# Hand slap?



## saskredneck (Mar 20, 2011)

I just got my order of theraband and tied on some green tubes. I tied them on in the over the top method and am experiencing some hand slap. I think my pouch is A little to big which might be the problem. Any ideas?


----------



## Northerner (Nov 9, 2010)

Sometimes the following will help:

- lighter pouch
- heavier ammo
- slightly longer bands
- tilt forks forward when drawing
- flip technique

Cheers,
Northerner


----------



## atom (Jun 24, 2011)

flip technique works for me!!


----------



## saskredneck (Mar 20, 2011)

Thanks guys. I took the tubes off and put on some theraband gold with a lighter pouch. Still has some handslap so I'm going to have to find some heavier ammo.


----------



## Wingshooter (Dec 24, 2009)

Hand slap is one of the reasons I have started shooting thru the forks. I never get hand slap no matter what I use for ammo. I am a big sissy and hand slap on a cold morning is tough.


----------



## Bill Hays (Aug 9, 2010)

Don't worry Roger, you're not the only big sissy out there... you know how I like to shoot at faster speeds and almost no matter what I do I get some pretty significant hand slap when shooting over the top. The worst is that danged pop right on the fingernail... :-( It only takes about two of those before I'm done with the slingshot.
It's also part of the reason I came up with the Universal Forks design... my girls were going to quit shooting altogether because of handslap, so a major redesign was in order to allow through the forks shooting, so there's no handslap when using high powered fast bands.... while at the same time retaining a flat profile and the ability to shoot OTT shooting for other experimentation and for those who prefer that style of shooting regardless of handslap risk.

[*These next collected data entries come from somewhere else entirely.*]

PR #8706, opened 2024-11-27
Fix whitespace causing emails to be unreadable

Luke-Oldenburg:
## Summary of the problem
If an email has leading or trailing whitespace, it causes it to be unreadable and HCB presents the error message "Please enter an email address."

## Describe your changes
I used `.strip` to strip the whitespace from the email address and process it as normal. Didn't test to see if this worked as I'm still struggling to login on the dev mode but it was the only file I saw those error messages in.


Luke-Oldenburg:
Closing because I was able to test now and it didn't work. Will reopen when fixed.

garyhtou:
I tried adding a leading/trailing whitespace and could not reproduce.

I believe we already handle it in the model: https://github.com/hackclub/bank/blob/cff8294dcba85dd1f2df16432a75adfb899d50d6/app/models/user.rb#L145

Feel free to continue testing and working on a fix! It would be amazing if you could also share a step-by-step guide on getting the error.

Luke-Oldenburg:
It happens in these two locations that I know of. There may be more.
Screenshot from 2024-11-27 11-45-34
Screenshot from 2024-11-27 11-44-32

PR #8717, opened 2024-11-27
[v4 API] [card grant] add balance & spending to card grants

24c02:
- adds `/api/v4/card_grants/:id/spending` to get card grant transactions
  - `?only_missing_receipts=true` should do what it says on the tin
- adds `balance_cents` to card grant v4 show
- `?include_disbursements=true` on card grant v4 show should also do what it says on the tin

i think this should be enough to programmatically stop high seas-ers from buying more card grants if they don't receipt their stuff in a timely manner >:3


app/views/api/v4/card_grants/show.json.jbuilder
```diff
@@ -1 +1 @@
-json.partial! @card_grant, expand: [:user, :organization]
+json.partial! @card_grant, expand: [:user, :organization, params.key?(:include_disbursements) && :disbursements]
```
garyhtou: I'd prefer if we could define expanded objects via and `expand` param.

For example, `expand=disbursements,user` would expand both disbursements and the user. In a way, it's similar to how the v3 API worked: https://hcb.hackclub.com/docs/api/v3/operations/get-a-single-organization

Are there other common ways that people define expandable keys?

app/controllers/api/v4/card_grants_controller.rb
```diff
@@ -40,6 +40,15 @@ def topup
         end
       end
 
+      def spending
+        @card_grant = CardGrant.find_by_public_id!(params[:id])
+        authorize @card_grant
+
+        @card = @card_grant&.stripe_card
+        @hcb_codes = @card&.hcb_codes
+        @hcb_codes = @hcb_codes.select(&:missing_receipt?) if params.key?(:only_missing_receipts)
```
garyhtou: Should this be paginated? It'd be easier to add now so that we don't incur a breaking change in the future

```suggestion
        @hcb_codes = @hcb_codes.select(&:missing_receipt?) if params[:missing_receipts] == true
```

In the future, this would allow `missing_receipts` to also take in `false`.


It may also be better to name this as `has_receipts` to `receipts_attached`. I generally prefer the positive phasing over the negative one ("missing").

garyhtou (commented):
I'll also mention that I'm cool with these changes as-is if high seas needs something in asap — we can make changes in the future, but it would be breaking changes that high seas would then need to adapt to.

app/controllers/api/v4/card_grants_controller.rb
24c02: is there a use case for pulling card grant transactions that _are_ receipted?

app/views/api/v4/card_grants/show.json.jbuilder
24c02: that sounds good, but the rest of v4 would probably have to be adapted to match though

app/controllers/api/v4/card_grants_controller.rb
24c02: could be, not sure when a card grant would ever have a pagination-worthy amount of transactions in its lifecycle
also, lol:
CleanShot 2024-11-27 at 16 28 45@2x

app/views/api/v4/card_grants/show.json.jbuilder
24c02: one issue i've seen with that in the past in larger enterprise stuff is ya gotta be careful what objects will accept which expansions in what context: you could thrash and effectively DoS the DB on a certain SIS by expanding fields that are fine when loading one object but really expensive when loading them in the index of all objects – not sure how to reason about what makes sense where, i just want my darn card grants ;w;

garyhtou: Expanding `disbursements` should be possible in production now due to https://github.com/hackclub/hcb/pull/8825. We no longer need to add this line!

To use, add `?expand=disbursements` to your URL.

app/controllers/api/v4/card_grants_controller.rb
garyhtou: yeah, let's scratch pagination for now

garyhtou (commented):
I realized that our Stripe Card controller [allows for listing transactions](https://github.com/hackclub/bank/blob/3776e2486e066a777af42a10a476aa2f2567e1fc/app/controllers/api/v4/stripe_cards_controller.rb#L20-L28). So, I'd suggest using that existing endpoint. What we have here does work, however, it creates a new endpoint that "proxies" the same information.

Since at the moment, there's no way to:
1. Get a Card Grant's Stripe Card ID
2. Filter Card's transactions for missing receipts

I've created https://github.com/hackclub/hcb/pull/8826 to fill in that remaining functionality. I believe with https://github.com/hackclub/hcb/pull/8826, you should hopefully have everything you need!

1. GET `/card_grants/:id`
2. using the response's `card_id`, GET `/cards/:id/transactions?missing_receipts=true`

Let me know what you think!

24c02:
ty gary, i think that should tick most of my boxes in a smarter way! only thing i'm missing after that is [getting the balance](https://github.com/hackclub/hcb/pull/8717/commits/1f83d7833355376562399f72dec5a07b5a787f94), but that's not super important for HS ^_^

garyhtou:
I totally forgot about that — i'll get that added!

garyhtou:
Here we go! https://github.com/hackclub/hcb/pull/8827

24c02:
awesome, tysm!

There's a lot of different methods for shooting through the forks and if you're thinking about that maybe being the answer to you're problem, and don't really want or need to shoot over the top anymore... then slots like Roger uses, double slots and a couple of other methods are easy to incorporate... and in fact can be cut into many existing OTT frames.


----------



## saskredneck (Mar 20, 2011)

Thanks guys. I switched it to shoot through. It looks a little crude but it's working much better. Now I just need to work on getting a little more power out of these bands


----------



## justplainduke (May 31, 2011)

I agree with Bill H. on this one.
Through the forks is a great fix.
I will definately stand by his product design.
I own a target sniper that I use wide tapered TBG and 7/16 steel with no hand slap.


----------



## slingshot_sniper (Feb 20, 2011)

And another you get no hand slap is a pickle fork shooter


----------



## Ry-shot (Jul 22, 2011)

yeah flipping works well, flawless


----------



## M.J (Nov 1, 2010)

slingshot_sniper said:


> And another you get no hand slap is a pickle fork shooter


 Yeah, when I shoot a PFS I get "steel ball to webbing of hold-hand" which is worse!


----------



## NaturalFork (Jan 21, 2010)

Why are there like 50 handslap threads going on right now?


----------



## M.J (Nov 1, 2010)

Same reason there's 500 PFS threads, I guess.


----------



## TADeadliest (Aug 13, 2011)

slingshot_sniper said:


> And another you get no hand slap is a pickle fork shooter


bro I get handslap all the time with mine and it is painfull too.


----------



## marcus sr (Jun 5, 2011)

M_J said:


> Same reason there's 500 PFS threads, I guess.


hahahahhaha


----------



## gamekeeper john (Apr 11, 2011)

i never get handslaps and i shoot OTT all the time, i put my elastic grooves has high up the fork as possible and this seems to stop the handslaps, i think with the grooves realy high it sort of comes back the same way has a TTF shooter, john


----------



## dgui (Jan 12, 2010)

Some latex formulas generate hand slaps. Therabands are very good for upping the hand slap potential. If you can get the latex from Tex your hand slaps will go away, using a .030 thickness flat band is a plus. A thin pouch can eliminate hand slaps, tweaking the pouch also reduces the amount of energy retained in the pouch, turning the pouch also a benefit, pointing with the forks at the target redirects the retained energy so that it is not delivered to the hand like a whip, lighter/ heavier ammo may not be the problem but the width of the bands can be, 8 inch minimum length from pouch tie to end of forks is a good measurement so that energy does not come back on you.


----------



## Dayhiker (Mar 13, 2010)

M_J said:


> And another you get no hand slap is a pickle fork shooter


Yeah, when I shoot a PFS I get "steel ball to webbing of hold-hand" which is worse!
[/quote]

Oh man! Ha ha! Me too MJ. Me and pickle forks just don't get along. I cracked up when I read that!


----------



## dgui (Jan 12, 2010)

. If you break the Pickle Fork rules you get smacked.


----------



## slingshot_sniper (Feb 20, 2011)

dgui said:


> . If you break the Pickle Fork rules you get smacked.










That just killed me Darrell


----------



## Wingshooter (Dec 24, 2009)

Thru the forks problem sovled. Shoot anything you want. Also I think John is right about tieing the bands high I also think keeping the top of the fork as flat as you can helps.


----------